Life and death in Varanasi
In the western world death is largely a mystery; people rarely talk of their death. But in Varanasi, one of the oldest and most spiritual living cities in world, death is deeply ingrained in everyday life. The Hindus believe that those who die and are cremated in Varanasi, their soul will be transported to heaven and are freed from the endless cycle of birth and death, avoiding returning to Earth as a cow or a frog in your next life. In a culture that believes in reincarnation, this concept called “moksha” is profound.
Varanasi is built along the Ganges River – the most sacred River in India. It swings in a wide bend where large cement buildings glide straight up at its banks. Spanning the riverside is a series of vast steps known as “ghats” – places for bathing, laundry and transportation. These ghats are the epicenter of the spirituality that charges this city, helping this crazy city transcend to one that embodies divinity. There are around 80 ghats leading down to the Gange, all have different history surrounding them and two of them are burning ghats where the cremations take place. Harishchandra, the smaller of the two, is open for cremation of all castes and religions. The larger, Manikarnika, is reserved for Hindus.
The funeral pyres burn nonstop, day and night 365 days a year. All who work in helping cremate bodies are of a Dom (the untouchables) cast and it is their destiny and duty to do so for centuries. The Doms are keepers of the sacred fire, which is never allowed to die down. These eternal flame believed to have emanated from Lord Shiva himself, the patron deity of Varanasi. It is said that their work is so terrible, that when a new child is born into their caste, they weep, and when a Dom dies, they celebrate.

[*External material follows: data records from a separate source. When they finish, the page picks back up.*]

PR #52, opened 2024-04-05
MGMT-17379: Monitor the cluster installation after configuring a BMH

carbonin:
This checks the remote cluster for an available ClusterVersion and for
all the nodes to be Ready. If these conditions are not met by the
timeout (default 1h) the cluster will be marked as failed.

The timeout is configurable using an annotation on the
ImageClusterInstall (`imageclusterinstall.extensions.hive.openshift.io/install-timeout`)

Resolves https://issues.redhat.com/browse/MGMT-17379


carbonin:
Leaving this as WIP until I can test it live.

controllers/imageclusterinstall_controller.go
```diff
@@ -216,15 +225,126 @@ func (r *ImageClusterInstallReconciler) Reconcile(ctx context.Context, req ctrl.
 			return ctrl.Result{}, err
 		}
 
-		if err := r.setClusterInstalledConditions(ctx, ici); err != nil {
-			log.WithError(err).Error("failed to set installed conditions")
+		timedout, err := r.checkClusterTimeout(ctx, log, ici, r.DefaultInstallTimeout)
```
eranco74, line 228: We want to set the timeout only in case `clusterDeployment.Spec.Installed != true`.
If the controller already set it to true we don't want to keep querying the spoke (unsure what might trigger reconciliation after the `clusterDeployment.Spec.Installed` is set to `true`).

controllers/imageclusterinstall_controller.go
```diff
@@ -216,15 +225,126 @@ func (r *ImageClusterInstallReconciler) Reconcile(ctx context.Context, req ctrl.
...
+		if err != nil {
+			log.WithError(err).Error("failed to check for install timeout")
+			return ctrl.Result{}, err
+		}
+		if timedout {
+			return ctrl.Result{}, nil
```
eranco74, line 234: Add a log here

controllers/imageclusterinstall_controller.go
```diff
@@ -216,15 +225,126 @@ func (r *ImageClusterInstallReconciler) Reconcile(ctx context.Context, req ctrl.
...
+	}
+	installed, err := r.MonitorInstall(ctx, log, spokeClient)
+	if err != nil {
+		log.WithError(err).Error("failed to monitor spoke cluster")
+		return ctrl.Result{}, err
+	}
+	if !installed {
+		return ctrl.Result{RequeueAfter: time.Minute}, nil
+	}
+
```
eranco74, line 287: Add log here

controllers/imageclusterinstall_controller.go
```diff
@@ -216,15 +225,126 @@ func (r *ImageClusterInstallReconciler) Reconcile(ctx context.Context, req ctrl.
...
+	return false, nil
+}
+
+func (r *ImageClusterInstallReconciler) checkClusterStatus(ctx context.Context, log logrus.FieldLogger, ici *v1alpha1.ImageClusterInstall, clusterDeployment *hivev1.ClusterDeployment) (ctrl.Result, error) {
+	spokeClient, err := r.spokeClient(ctx, ici)
+	if err != nil {
+		log.WithError(err).Error("failed to create spoke client")
+		return ctrl.Result{}, err
+	}
+	installed, err := r.MonitorInstall(ctx, log, spokeClient)
```
eranco74, line 279: Cnosider renaming to:
 ```suggestion
	installed, err := r.GetSpokeClusterInstallStatus(ctx, log, spokeClient)
```
You can probably move the spoke client initialization into that function as well (it's the only one using it)

File: controllers/imageclusterinstall_controller.go [hunk 5]
```diff
@@ -216,15 +225,126 @@ func (r *ImageClusterInstallReconciler) Reconcile(ctx context.Context, req ctrl.
...
+		}
+
+		res, err := r.checkClusterStatus(ctx, log, ici, clusterDeployment)
+		if err != nil {
+			log.WithError(err).Error("failed to check cluster status")
 			return ctrl.Result{}, err
 		}
+		if !res.IsZero() {
+			return res, nil
+		}
```
eranco74, line 244: You can just `return res, nil` here

controllers/imageclusterinstall_controller.go
```diff
@@ -216,15 +225,126 @@ func (r *ImageClusterInstallReconciler) Reconcile(ctx context.Context, req ctrl.
...
+		log.WithError(err).Error("failed to create spoke client")
+		return ctrl.Result{}, err
+	}
+	installed, err := r.MonitorInstall(ctx, log, spokeClient)
+	if err != nil {
+		log.WithError(err).Error("failed to monitor spoke cluster")
+		return ctrl.Result{}, err
+	}
+	if !installed {
+		return ctrl.Result{RequeueAfter: time.Minute}, nil
```
eranco74, line 285: Consider adding log here

internal/monitor/monitor.go
```diff
@@ -0,0 +1,78 @@
...
+	}
+
+	isAvailable := false
+	for _, cond := range cv.Status.Conditions {
+		if cond.Type == configv1.OperatorAvailable {
+			if cond.Status == configv1.ConditionTrue {
+				isAvailable = true
+				break
+			} else {
+				log.Infof("cluster version is not yet available because %s: %s", cond.Reason, cond.Message)
```
eranco74, line 47: It would be nice to return this string and set it as the message on the installed condition.

internal/monitor/monitor.go
```diff
@@ -0,0 +1,78 @@
...
+		log.Info("no nodes found")
+		return false, nil
+	}
+
+	nodesReady := true
+	for _, node := range nodes.Items {
+		for _, cond := range node.Status.Conditions {
+			if cond.Type == corev1.NodeReady {
+				if cond.Status != corev1.ConditionTrue {
+					log.Infof("node %s is not yet ready", node.Name)
```
eranco74, line 70: It would be nice to return this string and set it as the message on the installed condition.

controllers/imageclusterinstall_controller.go
eranco74, line 285: Consider calling `setClusterInstalledConditions` here (set the condition to false with a message that reflects the spoke status)

controllers/imageclusterinstall_controller.go
carbonin: I'm fine with the rename, but I'd rather not move the spoke client stuff because this makes it a lot easier to mock the spoke client in the monitor code. Otherwise I need to create some kind of factory so I can mock it to return the fake client.

carbonin:
Should we be checking more?

When I tested this manually the cluster went to installed before all the cluster operators were ready.
Maybe we should also be looking at the `ClusterVersion` `Failing` condition?

```
    - lastTransitionTime: "2024-04-17T18:45:24Z"
      message: Cluster operator authentication is not available
      reason: ClusterOperatorNotAvailable
      status: "True"
      type: Failing
```

What do you think @tsorya ?

internal/monitor/monitor.go
```diff
@@ -0,0 +1,108 @@
...
+	clusterVersionAvailableMessage = "ClusterVersion is available"
+)
+
+type ClusterInstallStatus struct {
+	Installed            bool
+	ClusterVersionStatus string
+	NodesStatus          string
+}
+
+func (status *ClusterInstallStatus) String() string {
```
eranco74, line 27: :+1:

eranco74 (commented):
/lgtm

controllers/imageclusterinstall_controller.go
```diff
@@ -216,15 +225,131 @@ func (r *ImageClusterInstallReconciler) Reconcile(ctx context.Context, req ctrl.
...
+	}
+
+	if status := r.GetSpokeClusterInstallStatus(ctx, log, spokeClient); !status.Installed {
+		log.Infof("cluster install in progress: %s", status)
+		if err := r.setClusterInstallingConditions(ctx, ici, status.String()); err != nil {
+			log.WithError(err).Error("failed to set installing conditions")
+		}
+		return ctrl.Result{RequeueAfter: time.Minute}, nil
+	}
+	log.Info("cluster is installed")
```
tsorya, line 291: should we have some cluster id in logs? I mean anything that will allow to track what happened with specific cluster

internal/monitor/monitor.go
```diff
@@ -0,0 +1,108 @@
...
+	}
+
+	return ClusterInstallStatus{
+		Installed:            cvAvailable && nodesReady,
+		ClusterVersionStatus: cvMessage,
+		NodesStatus:          nodesMessage,
+	}
+}
+
+func clusterVersionStatus(ctx context.Context, log logrus.FieldLogger, c client.Client) (bool, string, error) {
```
tsorya, line 55: I wonder if this is a right way to go.
There is some point where cluster version didn't update its status yet i think but node will be ready already.
Maybe we should use some LCA CR to actually manage IBI installation? 
What i mean is that cluster version can even not to start yet when node is already ready, actually i think it will not start before node is ready. 
I think it has a pretty big chance to set installed before cluster actually starts all the pods.

controllers/imageclusterinstall_controller.go
carbonin: [This](https://github.com/openshift/image-based-install-operator/blob/52a99f434b241ef89d996bdff478e81fcd141d34/controllers/imageclusterinstall_controller.go#L113) is the first thing I do in the reconcile loop.

So the ImageClusterInstall name and namespace will always be printed as fields in every log message.
Looks like this:

`time="2024-04-17T18:45:23Z" level=info msg="cluster is installed" func="github.com/openshift/image-based-install-operator/controllers.(*ImageClusterInstallReconciler).checkClusterStatus" file="/workspace/controllers/imageclusterinstall_controller.go:299" name=ibi-test namespace=ibi-test`

internal/monitor/monitor.go
carbonin: Yeah, I wanted to ask you about this because I'm still seeing a lot of cluster operators not ready when these conditions are fulfilled.

Is there something better I can check or just go with this for now (it's better than it was for sure)

carbonin:
```
time="2024-04-19T15:38:13Z" level=info msg="Serving image for ImageClusterInstall ibi-test/ibi-test" func="github.com/openshift/image-based-install-operator/internal/imageserver.(*Handler).ServeHTTP" file="/workspace/internal/imageserver/imageserver.go:47"
time="2024-04-19T15:38:13Z" level=error msg="failed to acquire file lock" func="github.com/openshift/image-based-install-operator/internal/imageserver.(*Handler).ServeHTTP" file="/workspace/internal/imageserver/imageserver.go:73"
```

Interesting. Maybe we need to wait a bit after the image is set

People come from all over to pray, collect sacred water and bathe. They pay much money and take much effort to bring their loved ones to the holy river, to give them the most sacred of farewells. Some even come to die. Surrounding the cremation grounds are many hospices, where the suffering and elderly arrive from all India leaving their families to just die here.
In Varanasi, death is an inseparable shadow of life. Stiff corpses wrapped in golden fabric blazing on riverside funeral pyres are a common sight. Life and death exist side by side, played out on the ghats alongside India’s most holy river. Life does not stop here, like the river it flows. Not even death can make it stop. Like the Ganges it takes along everything that comes its way.